— Saved data entries —
----------------------------------------
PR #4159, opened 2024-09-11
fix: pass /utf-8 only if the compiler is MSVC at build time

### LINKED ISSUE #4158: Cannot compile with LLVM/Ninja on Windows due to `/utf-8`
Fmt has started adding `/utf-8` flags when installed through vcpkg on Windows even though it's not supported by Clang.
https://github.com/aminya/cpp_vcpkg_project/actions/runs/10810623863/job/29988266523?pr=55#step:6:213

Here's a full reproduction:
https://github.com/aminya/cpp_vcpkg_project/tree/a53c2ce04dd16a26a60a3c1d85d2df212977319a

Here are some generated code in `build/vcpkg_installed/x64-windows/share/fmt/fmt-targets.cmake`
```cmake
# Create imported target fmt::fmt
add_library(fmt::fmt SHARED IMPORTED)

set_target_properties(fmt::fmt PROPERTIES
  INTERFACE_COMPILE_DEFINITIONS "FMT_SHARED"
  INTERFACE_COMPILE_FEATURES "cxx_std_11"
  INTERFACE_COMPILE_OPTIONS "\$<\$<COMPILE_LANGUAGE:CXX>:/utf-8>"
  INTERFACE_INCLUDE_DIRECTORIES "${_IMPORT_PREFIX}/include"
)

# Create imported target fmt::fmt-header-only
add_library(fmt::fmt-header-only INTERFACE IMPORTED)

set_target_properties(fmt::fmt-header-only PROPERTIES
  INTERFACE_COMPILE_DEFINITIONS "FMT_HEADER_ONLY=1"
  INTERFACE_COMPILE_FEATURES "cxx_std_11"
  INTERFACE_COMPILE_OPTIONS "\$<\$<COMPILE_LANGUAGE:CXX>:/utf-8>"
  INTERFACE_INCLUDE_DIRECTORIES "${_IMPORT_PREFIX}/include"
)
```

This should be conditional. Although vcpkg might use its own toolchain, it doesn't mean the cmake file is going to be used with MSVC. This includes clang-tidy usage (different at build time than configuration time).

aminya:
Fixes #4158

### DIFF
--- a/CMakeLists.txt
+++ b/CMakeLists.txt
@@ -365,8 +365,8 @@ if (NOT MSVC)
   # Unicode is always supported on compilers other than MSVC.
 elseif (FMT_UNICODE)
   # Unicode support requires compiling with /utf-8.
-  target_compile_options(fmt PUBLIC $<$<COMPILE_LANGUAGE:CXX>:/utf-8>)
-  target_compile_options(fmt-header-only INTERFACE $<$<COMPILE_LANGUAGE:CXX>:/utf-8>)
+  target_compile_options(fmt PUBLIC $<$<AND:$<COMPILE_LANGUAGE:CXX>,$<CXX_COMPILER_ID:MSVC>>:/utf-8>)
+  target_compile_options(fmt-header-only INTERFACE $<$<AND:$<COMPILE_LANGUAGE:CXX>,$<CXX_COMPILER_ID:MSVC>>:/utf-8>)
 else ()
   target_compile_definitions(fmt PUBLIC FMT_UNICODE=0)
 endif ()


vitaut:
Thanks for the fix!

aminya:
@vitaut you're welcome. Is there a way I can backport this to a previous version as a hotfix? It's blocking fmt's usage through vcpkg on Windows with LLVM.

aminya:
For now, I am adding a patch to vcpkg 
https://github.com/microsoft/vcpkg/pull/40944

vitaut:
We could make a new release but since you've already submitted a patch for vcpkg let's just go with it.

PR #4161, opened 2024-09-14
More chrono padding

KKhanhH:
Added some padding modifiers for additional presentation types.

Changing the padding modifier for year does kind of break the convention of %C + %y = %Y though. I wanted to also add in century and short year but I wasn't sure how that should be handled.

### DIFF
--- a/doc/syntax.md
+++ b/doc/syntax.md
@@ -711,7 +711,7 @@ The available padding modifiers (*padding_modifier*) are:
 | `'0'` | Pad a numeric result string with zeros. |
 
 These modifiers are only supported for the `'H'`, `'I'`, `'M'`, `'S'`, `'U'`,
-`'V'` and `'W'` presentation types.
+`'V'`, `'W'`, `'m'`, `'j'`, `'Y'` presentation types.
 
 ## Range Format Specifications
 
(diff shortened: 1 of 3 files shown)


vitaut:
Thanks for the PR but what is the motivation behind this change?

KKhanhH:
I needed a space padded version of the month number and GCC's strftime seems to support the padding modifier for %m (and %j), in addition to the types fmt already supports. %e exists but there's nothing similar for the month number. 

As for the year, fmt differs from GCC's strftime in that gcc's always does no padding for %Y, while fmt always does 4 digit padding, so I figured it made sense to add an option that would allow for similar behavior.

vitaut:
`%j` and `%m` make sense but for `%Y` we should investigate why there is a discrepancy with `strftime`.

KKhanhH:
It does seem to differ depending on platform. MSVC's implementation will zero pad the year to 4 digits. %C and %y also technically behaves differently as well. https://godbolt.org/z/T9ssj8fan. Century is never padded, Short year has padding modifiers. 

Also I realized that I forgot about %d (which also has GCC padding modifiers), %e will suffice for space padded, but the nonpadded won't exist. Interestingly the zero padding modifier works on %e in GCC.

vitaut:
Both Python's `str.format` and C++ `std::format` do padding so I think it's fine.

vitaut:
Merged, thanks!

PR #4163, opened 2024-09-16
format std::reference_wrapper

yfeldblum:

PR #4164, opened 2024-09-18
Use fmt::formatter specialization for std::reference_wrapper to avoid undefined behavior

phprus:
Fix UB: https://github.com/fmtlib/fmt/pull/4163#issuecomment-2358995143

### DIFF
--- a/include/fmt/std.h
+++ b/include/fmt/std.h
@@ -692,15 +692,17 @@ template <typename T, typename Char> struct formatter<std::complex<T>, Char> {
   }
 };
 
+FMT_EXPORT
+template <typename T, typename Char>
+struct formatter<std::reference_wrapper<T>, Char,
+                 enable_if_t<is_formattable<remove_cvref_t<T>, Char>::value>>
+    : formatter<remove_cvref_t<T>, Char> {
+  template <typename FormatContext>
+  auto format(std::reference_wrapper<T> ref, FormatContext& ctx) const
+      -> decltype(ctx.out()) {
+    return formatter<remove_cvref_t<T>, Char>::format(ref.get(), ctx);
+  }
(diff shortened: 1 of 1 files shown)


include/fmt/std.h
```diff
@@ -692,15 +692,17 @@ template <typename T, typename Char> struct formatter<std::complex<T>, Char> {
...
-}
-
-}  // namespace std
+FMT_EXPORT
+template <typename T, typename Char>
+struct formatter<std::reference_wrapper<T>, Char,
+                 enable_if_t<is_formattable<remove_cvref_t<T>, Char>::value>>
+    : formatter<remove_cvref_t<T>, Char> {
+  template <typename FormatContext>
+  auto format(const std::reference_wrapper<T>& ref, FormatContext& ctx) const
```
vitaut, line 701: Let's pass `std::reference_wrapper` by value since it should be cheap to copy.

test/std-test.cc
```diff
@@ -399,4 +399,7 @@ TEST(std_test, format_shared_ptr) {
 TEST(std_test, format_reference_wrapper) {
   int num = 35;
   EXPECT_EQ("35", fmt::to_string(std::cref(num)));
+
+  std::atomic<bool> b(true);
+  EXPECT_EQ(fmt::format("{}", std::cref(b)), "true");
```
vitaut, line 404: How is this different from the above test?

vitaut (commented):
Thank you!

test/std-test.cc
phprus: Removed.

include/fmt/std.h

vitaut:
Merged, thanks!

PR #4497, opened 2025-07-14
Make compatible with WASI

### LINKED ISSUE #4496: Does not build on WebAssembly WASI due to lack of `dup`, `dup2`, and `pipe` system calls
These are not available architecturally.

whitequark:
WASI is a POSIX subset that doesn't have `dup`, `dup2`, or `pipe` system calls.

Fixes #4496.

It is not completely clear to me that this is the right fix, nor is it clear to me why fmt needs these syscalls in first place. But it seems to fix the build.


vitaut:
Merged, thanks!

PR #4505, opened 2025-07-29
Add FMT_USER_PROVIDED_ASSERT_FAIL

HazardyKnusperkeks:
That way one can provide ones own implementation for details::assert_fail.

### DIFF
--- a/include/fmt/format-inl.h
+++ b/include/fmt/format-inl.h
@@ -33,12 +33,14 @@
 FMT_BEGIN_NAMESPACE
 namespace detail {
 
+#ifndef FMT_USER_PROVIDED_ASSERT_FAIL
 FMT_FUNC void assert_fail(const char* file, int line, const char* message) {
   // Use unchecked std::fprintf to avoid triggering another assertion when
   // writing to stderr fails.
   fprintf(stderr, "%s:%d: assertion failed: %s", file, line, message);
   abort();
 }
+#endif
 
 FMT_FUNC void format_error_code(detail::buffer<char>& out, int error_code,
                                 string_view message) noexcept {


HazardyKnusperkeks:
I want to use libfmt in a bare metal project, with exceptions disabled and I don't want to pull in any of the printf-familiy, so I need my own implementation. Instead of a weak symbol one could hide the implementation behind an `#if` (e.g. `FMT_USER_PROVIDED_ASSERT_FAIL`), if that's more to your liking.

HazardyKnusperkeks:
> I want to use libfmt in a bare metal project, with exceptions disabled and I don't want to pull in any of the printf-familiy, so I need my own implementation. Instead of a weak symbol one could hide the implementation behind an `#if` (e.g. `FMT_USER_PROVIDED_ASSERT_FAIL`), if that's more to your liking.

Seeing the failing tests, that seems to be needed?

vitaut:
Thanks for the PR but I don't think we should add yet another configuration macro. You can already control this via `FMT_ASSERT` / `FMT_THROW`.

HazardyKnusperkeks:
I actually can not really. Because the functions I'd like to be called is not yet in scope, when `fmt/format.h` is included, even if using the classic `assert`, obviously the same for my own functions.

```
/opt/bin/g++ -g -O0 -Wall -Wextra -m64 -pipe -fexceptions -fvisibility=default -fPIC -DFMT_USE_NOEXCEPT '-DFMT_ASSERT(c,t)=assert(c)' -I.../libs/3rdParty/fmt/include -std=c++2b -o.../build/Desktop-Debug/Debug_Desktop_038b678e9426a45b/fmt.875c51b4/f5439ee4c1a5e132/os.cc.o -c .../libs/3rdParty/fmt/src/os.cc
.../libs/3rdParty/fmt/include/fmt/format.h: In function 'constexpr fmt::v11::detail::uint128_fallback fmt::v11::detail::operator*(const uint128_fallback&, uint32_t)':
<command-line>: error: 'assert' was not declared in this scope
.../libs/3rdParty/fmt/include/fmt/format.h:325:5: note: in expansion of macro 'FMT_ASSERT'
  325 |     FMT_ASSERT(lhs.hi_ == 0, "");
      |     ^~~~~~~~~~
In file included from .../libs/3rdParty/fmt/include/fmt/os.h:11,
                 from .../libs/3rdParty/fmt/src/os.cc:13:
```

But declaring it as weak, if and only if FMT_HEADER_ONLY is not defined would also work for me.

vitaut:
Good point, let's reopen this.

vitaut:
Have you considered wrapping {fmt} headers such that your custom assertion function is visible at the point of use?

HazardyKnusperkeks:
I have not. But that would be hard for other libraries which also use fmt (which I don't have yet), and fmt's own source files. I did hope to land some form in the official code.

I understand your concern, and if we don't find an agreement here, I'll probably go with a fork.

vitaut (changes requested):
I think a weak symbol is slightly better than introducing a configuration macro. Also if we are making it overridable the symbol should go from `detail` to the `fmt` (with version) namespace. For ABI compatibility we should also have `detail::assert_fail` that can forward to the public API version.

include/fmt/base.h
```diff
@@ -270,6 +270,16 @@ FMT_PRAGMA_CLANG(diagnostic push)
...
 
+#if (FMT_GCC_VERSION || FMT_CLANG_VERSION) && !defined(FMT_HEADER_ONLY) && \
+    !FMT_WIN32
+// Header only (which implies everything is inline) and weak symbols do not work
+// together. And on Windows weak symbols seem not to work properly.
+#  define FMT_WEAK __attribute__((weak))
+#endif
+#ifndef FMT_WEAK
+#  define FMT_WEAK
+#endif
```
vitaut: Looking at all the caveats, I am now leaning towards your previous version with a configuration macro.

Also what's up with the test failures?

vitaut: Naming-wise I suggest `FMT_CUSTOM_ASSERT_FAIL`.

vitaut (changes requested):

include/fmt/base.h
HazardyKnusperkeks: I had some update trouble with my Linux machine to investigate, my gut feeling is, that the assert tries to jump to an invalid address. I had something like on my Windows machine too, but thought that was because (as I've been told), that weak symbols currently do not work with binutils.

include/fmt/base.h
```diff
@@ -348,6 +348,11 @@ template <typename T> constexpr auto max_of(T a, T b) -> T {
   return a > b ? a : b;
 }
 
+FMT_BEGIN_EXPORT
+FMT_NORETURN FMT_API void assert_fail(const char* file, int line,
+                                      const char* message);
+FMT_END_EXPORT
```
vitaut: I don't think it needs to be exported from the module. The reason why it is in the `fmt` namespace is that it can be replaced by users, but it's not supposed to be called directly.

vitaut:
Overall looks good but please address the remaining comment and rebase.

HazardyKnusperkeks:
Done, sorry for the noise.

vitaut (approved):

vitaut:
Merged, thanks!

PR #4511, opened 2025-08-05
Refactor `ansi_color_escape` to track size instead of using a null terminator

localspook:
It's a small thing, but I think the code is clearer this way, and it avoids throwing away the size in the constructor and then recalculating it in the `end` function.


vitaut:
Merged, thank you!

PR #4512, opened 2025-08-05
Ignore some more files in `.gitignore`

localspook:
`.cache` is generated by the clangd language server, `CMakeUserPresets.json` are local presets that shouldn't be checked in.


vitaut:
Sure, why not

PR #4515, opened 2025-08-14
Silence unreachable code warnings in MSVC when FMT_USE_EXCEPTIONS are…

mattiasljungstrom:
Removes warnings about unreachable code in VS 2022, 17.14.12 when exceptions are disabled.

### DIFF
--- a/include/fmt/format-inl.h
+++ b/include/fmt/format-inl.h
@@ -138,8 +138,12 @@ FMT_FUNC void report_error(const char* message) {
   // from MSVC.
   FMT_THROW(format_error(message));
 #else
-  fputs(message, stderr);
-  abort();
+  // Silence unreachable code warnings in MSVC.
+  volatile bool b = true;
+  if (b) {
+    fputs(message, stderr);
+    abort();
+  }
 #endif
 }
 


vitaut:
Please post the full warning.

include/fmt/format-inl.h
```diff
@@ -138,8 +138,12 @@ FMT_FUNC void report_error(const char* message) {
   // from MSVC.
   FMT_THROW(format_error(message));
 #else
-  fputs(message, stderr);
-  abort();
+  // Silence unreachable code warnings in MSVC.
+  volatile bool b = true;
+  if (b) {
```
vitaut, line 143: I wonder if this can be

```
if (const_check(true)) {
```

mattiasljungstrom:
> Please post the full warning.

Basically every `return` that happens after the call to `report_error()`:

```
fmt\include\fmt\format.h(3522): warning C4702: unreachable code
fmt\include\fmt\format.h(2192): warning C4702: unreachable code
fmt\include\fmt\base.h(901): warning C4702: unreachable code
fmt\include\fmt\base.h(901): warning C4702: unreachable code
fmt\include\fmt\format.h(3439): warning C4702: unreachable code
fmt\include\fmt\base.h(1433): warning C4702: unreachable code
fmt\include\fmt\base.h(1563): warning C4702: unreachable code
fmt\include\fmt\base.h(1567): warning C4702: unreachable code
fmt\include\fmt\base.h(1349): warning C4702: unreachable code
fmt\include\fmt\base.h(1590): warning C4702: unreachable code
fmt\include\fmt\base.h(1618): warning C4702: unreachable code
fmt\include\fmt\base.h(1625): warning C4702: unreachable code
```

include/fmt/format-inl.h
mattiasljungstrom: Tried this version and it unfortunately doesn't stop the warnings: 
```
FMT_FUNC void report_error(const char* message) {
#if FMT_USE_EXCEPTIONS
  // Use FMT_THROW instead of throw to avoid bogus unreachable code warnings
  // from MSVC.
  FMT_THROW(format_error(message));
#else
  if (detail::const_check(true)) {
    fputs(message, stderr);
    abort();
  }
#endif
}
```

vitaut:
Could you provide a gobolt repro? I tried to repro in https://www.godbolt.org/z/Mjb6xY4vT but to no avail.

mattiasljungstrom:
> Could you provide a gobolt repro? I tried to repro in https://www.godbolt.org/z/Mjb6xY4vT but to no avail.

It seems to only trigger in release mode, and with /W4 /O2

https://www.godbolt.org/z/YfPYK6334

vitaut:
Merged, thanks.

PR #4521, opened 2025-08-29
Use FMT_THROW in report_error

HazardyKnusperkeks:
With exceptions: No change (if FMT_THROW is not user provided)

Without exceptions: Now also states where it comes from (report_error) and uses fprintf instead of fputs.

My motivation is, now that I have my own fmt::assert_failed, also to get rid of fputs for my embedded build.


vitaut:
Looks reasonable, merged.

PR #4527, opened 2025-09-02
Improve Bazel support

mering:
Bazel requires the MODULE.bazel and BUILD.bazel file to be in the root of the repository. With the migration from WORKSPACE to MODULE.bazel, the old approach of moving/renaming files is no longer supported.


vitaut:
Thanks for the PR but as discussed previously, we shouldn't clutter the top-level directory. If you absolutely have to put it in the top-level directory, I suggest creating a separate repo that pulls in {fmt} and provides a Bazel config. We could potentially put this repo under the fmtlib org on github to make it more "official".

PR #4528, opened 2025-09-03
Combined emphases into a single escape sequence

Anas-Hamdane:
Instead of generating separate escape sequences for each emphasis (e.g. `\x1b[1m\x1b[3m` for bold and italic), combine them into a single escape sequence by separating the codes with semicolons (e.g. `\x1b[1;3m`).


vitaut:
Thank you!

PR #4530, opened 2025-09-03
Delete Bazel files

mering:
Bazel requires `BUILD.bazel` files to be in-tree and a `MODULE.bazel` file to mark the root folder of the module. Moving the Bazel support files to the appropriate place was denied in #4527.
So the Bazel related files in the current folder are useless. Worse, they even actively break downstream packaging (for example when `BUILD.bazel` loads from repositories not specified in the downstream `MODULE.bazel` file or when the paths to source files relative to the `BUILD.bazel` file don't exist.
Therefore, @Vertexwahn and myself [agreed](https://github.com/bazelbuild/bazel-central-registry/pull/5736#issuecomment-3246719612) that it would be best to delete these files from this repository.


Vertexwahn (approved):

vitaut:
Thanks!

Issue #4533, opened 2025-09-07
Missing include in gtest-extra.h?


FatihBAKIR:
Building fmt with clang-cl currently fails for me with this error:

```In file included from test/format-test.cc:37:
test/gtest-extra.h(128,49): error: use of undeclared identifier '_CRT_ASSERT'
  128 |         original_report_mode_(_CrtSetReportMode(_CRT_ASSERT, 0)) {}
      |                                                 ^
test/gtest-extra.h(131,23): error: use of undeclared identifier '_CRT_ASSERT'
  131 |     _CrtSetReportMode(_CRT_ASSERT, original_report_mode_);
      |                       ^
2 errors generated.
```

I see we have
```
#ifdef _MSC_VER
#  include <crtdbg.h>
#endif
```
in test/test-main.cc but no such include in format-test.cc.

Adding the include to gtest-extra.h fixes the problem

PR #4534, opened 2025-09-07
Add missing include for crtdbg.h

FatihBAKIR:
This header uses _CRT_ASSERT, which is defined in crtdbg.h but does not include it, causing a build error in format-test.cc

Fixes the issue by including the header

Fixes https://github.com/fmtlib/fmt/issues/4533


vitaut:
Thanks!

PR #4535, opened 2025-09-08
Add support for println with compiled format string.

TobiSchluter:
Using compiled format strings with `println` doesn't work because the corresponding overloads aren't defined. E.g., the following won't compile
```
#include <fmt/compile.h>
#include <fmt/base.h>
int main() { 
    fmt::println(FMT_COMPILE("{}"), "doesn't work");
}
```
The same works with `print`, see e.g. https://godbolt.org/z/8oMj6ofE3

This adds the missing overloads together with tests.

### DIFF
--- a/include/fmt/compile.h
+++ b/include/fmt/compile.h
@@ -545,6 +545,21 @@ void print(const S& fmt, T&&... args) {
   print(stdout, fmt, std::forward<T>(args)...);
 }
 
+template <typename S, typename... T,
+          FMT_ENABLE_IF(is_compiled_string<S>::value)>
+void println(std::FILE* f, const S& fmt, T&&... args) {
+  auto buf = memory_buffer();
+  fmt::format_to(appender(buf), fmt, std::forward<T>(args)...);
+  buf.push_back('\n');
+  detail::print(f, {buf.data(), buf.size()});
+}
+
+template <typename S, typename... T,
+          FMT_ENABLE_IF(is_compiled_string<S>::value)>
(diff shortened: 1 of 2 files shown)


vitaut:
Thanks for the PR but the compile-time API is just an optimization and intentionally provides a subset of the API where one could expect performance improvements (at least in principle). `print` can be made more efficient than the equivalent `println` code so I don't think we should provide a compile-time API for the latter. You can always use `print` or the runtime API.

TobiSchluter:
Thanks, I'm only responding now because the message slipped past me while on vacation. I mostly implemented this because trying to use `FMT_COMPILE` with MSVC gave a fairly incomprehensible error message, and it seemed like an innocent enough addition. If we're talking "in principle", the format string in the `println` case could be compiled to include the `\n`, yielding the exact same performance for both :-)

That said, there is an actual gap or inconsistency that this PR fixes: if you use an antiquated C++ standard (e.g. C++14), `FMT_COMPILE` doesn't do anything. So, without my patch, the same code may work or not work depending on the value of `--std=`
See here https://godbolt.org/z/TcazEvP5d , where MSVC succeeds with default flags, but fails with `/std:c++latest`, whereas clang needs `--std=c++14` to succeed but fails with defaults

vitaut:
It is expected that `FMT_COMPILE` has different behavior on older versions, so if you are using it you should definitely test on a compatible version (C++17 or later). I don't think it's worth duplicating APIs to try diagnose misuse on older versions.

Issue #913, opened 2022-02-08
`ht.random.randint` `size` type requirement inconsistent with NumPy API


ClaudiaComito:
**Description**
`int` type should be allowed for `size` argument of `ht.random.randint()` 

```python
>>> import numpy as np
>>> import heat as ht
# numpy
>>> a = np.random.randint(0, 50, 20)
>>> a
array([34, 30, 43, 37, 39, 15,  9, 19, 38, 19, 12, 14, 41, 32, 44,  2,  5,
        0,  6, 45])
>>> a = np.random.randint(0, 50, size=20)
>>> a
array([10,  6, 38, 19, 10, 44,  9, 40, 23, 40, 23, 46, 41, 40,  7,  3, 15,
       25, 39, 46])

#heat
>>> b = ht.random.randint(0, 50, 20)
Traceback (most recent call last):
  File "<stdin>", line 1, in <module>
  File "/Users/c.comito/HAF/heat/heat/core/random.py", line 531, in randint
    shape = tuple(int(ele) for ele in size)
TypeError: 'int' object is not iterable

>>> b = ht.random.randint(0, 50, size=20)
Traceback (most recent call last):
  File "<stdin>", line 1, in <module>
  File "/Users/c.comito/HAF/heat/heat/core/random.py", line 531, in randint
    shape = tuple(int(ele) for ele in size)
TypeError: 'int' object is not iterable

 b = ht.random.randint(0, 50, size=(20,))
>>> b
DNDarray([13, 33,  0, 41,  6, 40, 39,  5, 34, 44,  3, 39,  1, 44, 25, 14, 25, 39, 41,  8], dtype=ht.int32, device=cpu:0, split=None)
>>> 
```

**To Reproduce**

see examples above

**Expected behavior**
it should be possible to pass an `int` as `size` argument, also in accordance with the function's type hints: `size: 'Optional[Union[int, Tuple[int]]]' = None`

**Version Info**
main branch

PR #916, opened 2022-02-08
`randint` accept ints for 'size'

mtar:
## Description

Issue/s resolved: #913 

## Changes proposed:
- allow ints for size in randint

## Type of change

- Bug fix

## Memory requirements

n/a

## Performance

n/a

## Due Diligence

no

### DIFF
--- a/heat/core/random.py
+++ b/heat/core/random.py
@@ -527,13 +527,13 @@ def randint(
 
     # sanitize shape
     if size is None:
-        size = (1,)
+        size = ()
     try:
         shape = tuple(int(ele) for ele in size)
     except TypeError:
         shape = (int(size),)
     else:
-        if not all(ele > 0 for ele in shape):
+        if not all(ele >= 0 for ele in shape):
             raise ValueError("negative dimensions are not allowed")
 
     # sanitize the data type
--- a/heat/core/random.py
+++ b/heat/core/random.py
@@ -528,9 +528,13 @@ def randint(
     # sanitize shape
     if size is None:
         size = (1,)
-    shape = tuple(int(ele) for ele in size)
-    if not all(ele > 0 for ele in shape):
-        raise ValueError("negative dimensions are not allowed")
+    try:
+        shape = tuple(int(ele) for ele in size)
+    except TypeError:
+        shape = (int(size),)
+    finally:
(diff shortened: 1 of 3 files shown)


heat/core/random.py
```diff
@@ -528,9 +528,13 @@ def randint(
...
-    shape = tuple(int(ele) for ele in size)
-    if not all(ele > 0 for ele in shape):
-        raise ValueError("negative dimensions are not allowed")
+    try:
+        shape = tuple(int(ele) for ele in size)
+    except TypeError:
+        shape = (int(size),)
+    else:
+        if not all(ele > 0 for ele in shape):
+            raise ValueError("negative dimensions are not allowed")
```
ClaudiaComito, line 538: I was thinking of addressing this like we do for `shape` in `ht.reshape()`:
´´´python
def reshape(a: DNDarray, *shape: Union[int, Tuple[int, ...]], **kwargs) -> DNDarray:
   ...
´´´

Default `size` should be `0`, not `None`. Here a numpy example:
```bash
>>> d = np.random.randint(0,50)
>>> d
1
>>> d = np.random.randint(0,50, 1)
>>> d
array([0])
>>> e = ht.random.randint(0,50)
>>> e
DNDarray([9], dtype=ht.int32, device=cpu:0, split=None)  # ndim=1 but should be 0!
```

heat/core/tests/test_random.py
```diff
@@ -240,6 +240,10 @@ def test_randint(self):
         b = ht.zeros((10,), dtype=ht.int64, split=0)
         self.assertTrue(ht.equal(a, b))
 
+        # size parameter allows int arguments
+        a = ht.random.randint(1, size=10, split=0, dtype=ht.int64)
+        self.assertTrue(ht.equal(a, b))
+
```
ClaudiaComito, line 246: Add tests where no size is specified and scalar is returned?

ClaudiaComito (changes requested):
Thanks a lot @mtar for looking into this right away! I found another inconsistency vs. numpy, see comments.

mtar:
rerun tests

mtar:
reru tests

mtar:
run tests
----------------------------------------
— Description of the task —
State the number of lines above that contain "shortened". Write nothing besides it.

— Task answer —
4